What you should do: Produce an exact transcript of all the records.

Dataset entries:
-=-=-=-=-

PR #151, opened 2018-11-21
[Feature] Add EB to UserAgentComments

zquestz:
Just adds the EB value to the UserAgent. Uses the same format as ABC.

```
/bchd:0.13.0(EB32.0)/
```


emergent-reasons:
Is there an existing test that we can update for this one? Might be good to have one to avoid stuff like the double printing help that I caused before.

emergent-reasons:
It doesn't seem to appear here but I made a request for small changes in #152 Would you prefer that type of branch PR or just put a comment in the main PR next time?

zquestz:
The other PR is fine, and once my nits are fixed in it I will merge it into this branch. =)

-=-=-=-=-

Your response:
PR #151, opened 2018-11-21
[Feature] Add EB to UserAgentComments

zquestz:
Just adds the EB value to the UserAgent. Uses the same format as ABC.

```
/bchd:0.13.0(EB32.0)/
```


emergent-reasons:
Is there an existing test that we can update for this one? Might be good to have one to avoid stuff like the double printing help that I caused before.

emergent-reasons:
It doesn't seem to appear here but I made a request for small changes in #152 Would you prefer that type of branch PR or just put a comment in the main PR next time?

zquestz:
The other PR is fine, and once my nits are fixed in it I will merge it into this branch. =)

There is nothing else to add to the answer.